Colombia’s anti-government protests will continue amid widespread indignation over the security forces’ use of deadly force to silence opposition to President Ivan Duque.
The National Strike Committee, whose national strike last Wednesday sparked the protests, said Sunday they would call for another day of strikes on Wednesday.
According to newspaper El Espectador, 13 spontaneous protests erupted throughout Bogota’s capital.
Cali Mayor Jorge Ivan Ospina said Sunday all public officials were given a day off to take to the streets on Monday after hearing that police had killed his cousin on Sunday.
In other cities, taxi drivers announced a day of protests on Monday.
Ospina and the mayors of Bogota and Colombia’s second largest city Medellin, among other, rejected Duque’s announcement he would militarize their cities as reports of widespread police brutality mount.
Colombia’s mayors dismiss Duque’s attempt to militarize cities
The United Nations’ human rights office on Sunday asked for investigations into the overwhelming number of reports that the security forces were committing human rights abuses in cities throughout the country.

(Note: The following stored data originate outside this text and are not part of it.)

PR #725, opened 2020-08-02
[Core] Minor syntax update

Nyholm:


src/Core/src/Response.php
```diff
@@ -373,12 +373,8 @@ private function getResolveStatus(): bool
         }
 
         if ($this->resolveResult instanceof Exception) {
-            if (404 === $code) {
-                $this->logger->info($message ?? $this->resolveResult->getMessage(), $context);
-            } else {
-                $this->logger->error($message ?? $this->resolveResult->getMessage(), $context);
-            }
-
+            $level = 404 === $code ? 'info' : 'error';
```
bendavies, line 376: inline this var?

src/Core/src/Response.php
```diff
@@ -373,12 +373,8 @@ private function getResolveStatus(): bool
         }
 
         if ($this->resolveResult instanceof Exception) {
-            if (404 === $code) {
-                $this->logger->info($message ?? $this->resolveResult->getMessage(), $context);
-            } else {
-                $this->logger->error($message ?? $this->resolveResult->getMessage(), $context);
-            }
-
```
jderusse, line 381: use constants?

Nyholm: Sure

src/Core/src/Response.php
Nyholm: Okey.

Defense Minister Diego Molano on Monday announced the arrest of hundreds of people, claiming they had taken part in violence and vandalism, but ignored the countless accusations of state terrorism.
Colombia using terrorism to quell anti-government protests
The strike organizers and the political opposition have desperately been calling for peaceful protests, but seem unable to stop vandalism and other violent forms of protests.
Meanwhile, shopkeepers who survived the economic crisis caused by the coronavirus have increased difficulty keeping their businesses open as Duque and Molano’s mindboggling incompetence appears to be sinking the country into increasingly violent chaos.
The violence is fueled even more by Duque’s informal boss, far-right former President and former Medellin Cartel associate Alvaro Uribe, who has consistently accused any opponent to his puppet president of inciting hatred or being a “terrorist.”